Data items:
PR #2339, opened 2026-05-20
SY-4223: Expand TimestampFormat Enum and Fix shortDate Format

pjdotson:
## Description

Expands the Oracle `TimestampFormat` enum from a three-value subset to the
eight formats actually supported by `TimeStamp.toString`, so the schema and
the renderer are aligned. Removes `ISOTime` (which produced output identical
to `preciseTime`) and adds a missing `case "shortDate"` to the `toString`
switch — previously `toString("shortDate", ...)` silently fell through to
the default ISO 8601 output, contradicting the documented `"Nov 5"`
behavior and breaking `formatBySpan` for spans ≥ 30 days.

### Linear issue

- [SY-4223](https://linear.app/synnax/issue/SY-4223/add-timestampformat-type-to-x)

### Changes

- `schemas/telem.oracle` — `TimestampFormat` enum gains `ISODate`, `time`,
  `date`, `preciseDate`, `dateTime`, `shortDate`; loses `ISOTime`.
- `x/go/telem/types.gen.go`, `x/ts/src/telem/types.gen.ts` — regenerated.
- `x/ts/src/telem/telem.ts`:
  - `TimeStampStringFormat` becomes a type alias for the generated
    `TimestampFormat`, so the renderer and the persisted schema can no
    longer drift.
  - `toString` switch handles `"shortDate"` (renders as `dateString()`,
    e.g., `Dec 15`).
  - `formatBySpan` returns `preciseTime` for sub-second spans instead of
    `ISOTime`; the two produced identical output, so behavior is
    unchanged.
- `x/ts/src/telem/external.ts` — re-exports `TIMESTAMP_FORMATS`,
  `timestampFormatZ`, `TimestampFormat`.
- `x/ts/src/telem/telem.spec.ts` — drops the `ISOTime` test case, adds a
  `shortDate` test case, updates `formatBySpan` expectations.

### Why not the bigger refactor

A cleaner long-term shape would split format from precision (so users can
ask for nanosecond resolution on any time-bearing format) and drop the
date-only formats that don't include the year. Out of scope here — this
PR is the minimum cleanup that lets logs (and any other consumer) pick
from the full set of formats the renderer can already produce.

## Basic Readiness

<h3>Greptile Summary</h3>

This PR expands the `TimestampFormat` enum from the 3-value subset that lived locally in `pluto/log` to all 7 formats actually supported by `TimeStamp.toString`, and fixes a long-standing silent fall-through bug where `formatBySpan` returned `"shortDate"` for ≥30-day spans but `toString` had no matching case.

- **Schema & generated types** — `telem.oracle` gains `ISODate`, `time`, `date`, `preciseDate`, `dateTime`; drops `ISOTime` (identical to `preciseTime`). Both `x/ts/src/telem/types.gen.ts` and `x/go/telem/types.gen.go` are regenerated accordingly.
- **Core fix in `telem.ts`** — `TimeStampStringFormat` is removed in favour of the schema-derived `TimestampFormat`, the broken `"shortDate"` branch is replaced by `"date"` (which has a real `toString` case), and `formatBySpan` is simplified from 5 branches to 4.
- **New UI component** — `SelectTimestampFormat` replaces the hard-coded 3-option selector in `console/log/toolbar/Channels.tsx` with a reusable picker covering all 7 formats.

Safe to merge; the core bug fix (shortDate silent fall-through) is correct and all enum values are consistent across schema, generated code, and renderer. One outstanding concern is that dateString() — now the output function for the primary ≥30-day format — always uses the host local timezone regardless of the timeZone argument, which was already flagged on this PR.

The schema expansion and type unification are clean, and the shortDate→date rename correctly closes the fall-through gap. The dateString() timezone-blindness issue affects the new default format for long-span display; a timestamp at midnight UTC can silently render as the previous day in a UTC-negative environment.

x/ts/src/telem/telem.ts — the date/preciseDate/dateTime cases all delegate to dateString(), which ignores the timeZone parameter passed to toString().

| Filename | Overview |
|----------|----------|
| schemas/telem.oracle | Adds the TimestampFormat enum with 7 values; shortDate is intentionally absent as it is collapsed into date. |
| x/ts/src/telem/telem.ts | Removes TimeStampStringFormat type alias; fixes silent shortDate fall-through by replacing with date; simplifies formatBySpan from 5 to 4 branches. The date/preciseDate/dateTime cases call dateString() which ignores timeZone (pre-existing, already flagged). |
| x/ts/src/telem/types.gen.ts | Generated file adds TIMESTAMP_FORMATS tuple, timestampFormatZ, and TimestampFormat type mirroring the 7-value oracle schema. |
| pluto/src/telem/SelectTimestampFormat.tsx | New component exposing all 7 formats, merging className from dialogProps correctly. |
| pluto/src/log/aether/Log.ts | Drops local 3-value timestampFormatZ in favour of the shared one from @synnaxlabs/x; backward-compatible. |
| console/src/log/toolbar/Channels.tsx | Replaces inline 3-option TimestampFormatSelect with Telem.SelectTimestampFormat (7 options). |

▶ _Work required_: Word for word, extract all the records.

▶ _Response to this task_:
PR #2339, opened 2026-05-20
SY-4223: Expand TimestampFormat Enum and Fix shortDate Format

pjdotson:
## Description

Expands the Oracle `TimestampFormat` enum from a three-value subset to the
eight formats actually supported by `TimeStamp.toString`, so the schema and
the renderer are aligned. Removes `ISOTime` (which produced output identical
to `preciseTime`) and adds a missing `case "shortDate"` to the `toString`
switch — previously `toString("shortDate", ...)` silently fell through to
the default ISO 8601 output, contradicting the documented `"Nov 5"`
behavior and breaking `formatBySpan` for spans ≥ 30 days.

### Linear issue

- [SY-4223](https://linear.app/synnax/issue/SY-4223/add-timestampformat-type-to-x)

### Changes

- `schemas/telem.oracle` — `TimestampFormat` enum gains `ISODate`, `time`,
  `date`, `preciseDate`, `dateTime`, `shortDate`; loses `ISOTime`.
- `x/go/telem/types.gen.go`, `x/ts/src/telem/types.gen.ts` — regenerated.
- `x/ts/src/telem/telem.ts`:
  - `TimeStampStringFormat` becomes a type alias for the generated
    `TimestampFormat`, so the renderer and the persisted schema can no
    longer drift.
  - `toString` switch handles `"shortDate"` (renders as `dateString()`,
    e.g., `Dec 15`).
  - `formatBySpan` returns `preciseTime` for sub-second spans instead of
    `ISOTime`; the two produced identical output, so behavior is
    unchanged.
- `x/ts/src/telem/external.ts` — re-exports `TIMESTAMP_FORMATS`,
  `timestampFormatZ`, `TimestampFormat`.
- `x/ts/src/telem/telem.spec.ts` — drops the `ISOTime` test case, adds a
  `shortDate` test case, updates `formatBySpan` expectations.

### Why not the bigger refactor

A cleaner long-term shape would split format from precision (so users can
ask for nanosecond resolution on any time-bearing format) and drop the
date-only formats that don't include the year. Out of scope here — this
PR is the minimum cleanup that lets logs (and any other consumer) pick
from the full set of formats the renderer can already produce.

## Basic Readiness

<h3>Greptile Summary</h3>

This PR expands the `TimestampFormat` enum from the 3-value subset that lived locally in `pluto/log` to all 7 formats actually supported by `TimeStamp.toString`, and fixes a long-standing silent fall-through bug where `formatBySpan` returned `"shortDate"` for ≥30-day spans but `toString` had no matching case.

- **Schema & generated types** — `telem.oracle` gains `ISODate`, `time`, `date`, `preciseDate`, `dateTime`; drops `ISOTime` (identical to `preciseTime`). Both `x/ts/src/telem/types.gen.ts` and `x/go/telem/types.gen.go` are regenerated accordingly.
- **Core fix in `telem.ts`** — `TimeStampStringFormat` is removed in favour of the schema-derived `TimestampFormat`, the broken `"shortDate"` branch is replaced by `"date"` (which has a real `toString` case), and `formatBySpan` is simplified from 5 branches to 4.
- **New UI component** — `SelectTimestampFormat` replaces the hard-coded 3-option selector in `console/log/toolbar/Channels.tsx` with a reusable picker covering all 7 formats.

Safe to merge; the core bug fix (shortDate silent fall-through) is correct and all enum values are consistent across schema, generated code, and renderer. One outstanding concern is that dateString() — now the output function for the primary ≥30-day format — always uses the host local timezone regardless of the timeZone argument, which was already flagged on this PR.

The schema expansion and type unification are clean, and the shortDate→date rename correctly closes the fall-through gap. The dateString() timezone-blindness issue affects the new default format for long-span display; a timestamp at midnight UTC can silently render as the previous day in a UTC-negative environment.

x/ts/src/telem/telem.ts — the date/preciseDate/dateTime cases all delegate to dateString(), which ignores the timeZone parameter passed to toString().

| Filename | Overview |
|----------|----------|
| schemas/telem.oracle | Adds the TimestampFormat enum with 7 values; shortDate is intentionally absent as it is collapsed into date. |
| x/ts/src/telem/telem.ts | Removes TimeStampStringFormat type alias; fixes silent shortDate fall-through by replacing with date; simplifies formatBySpan from 5 to 4 branches. The date/preciseDate/dateTime cases call dateString() which ignores timeZone (pre-existing, already flagged). |
| x/ts/src/telem/types.gen.ts | Generated file adds TIMESTAMP_FORMATS tuple, timestampFormatZ, and TimestampFormat type mirroring the 7-value oracle schema. |
| pluto/src/telem/SelectTimestampFormat.tsx | New component exposing all 7 formats, merging className from dialogProps correctly. |
| pluto/src/log/aether/Log.ts | Drops local 3-value timestampFormatZ in favour of the shared one from @synnaxlabs/x; backward-compatible. |
| console/src/log/toolbar/Channels.tsx | Replaces inline 3-option TimestampFormatSelect with Telem.SelectTimestampFormat (7 options). |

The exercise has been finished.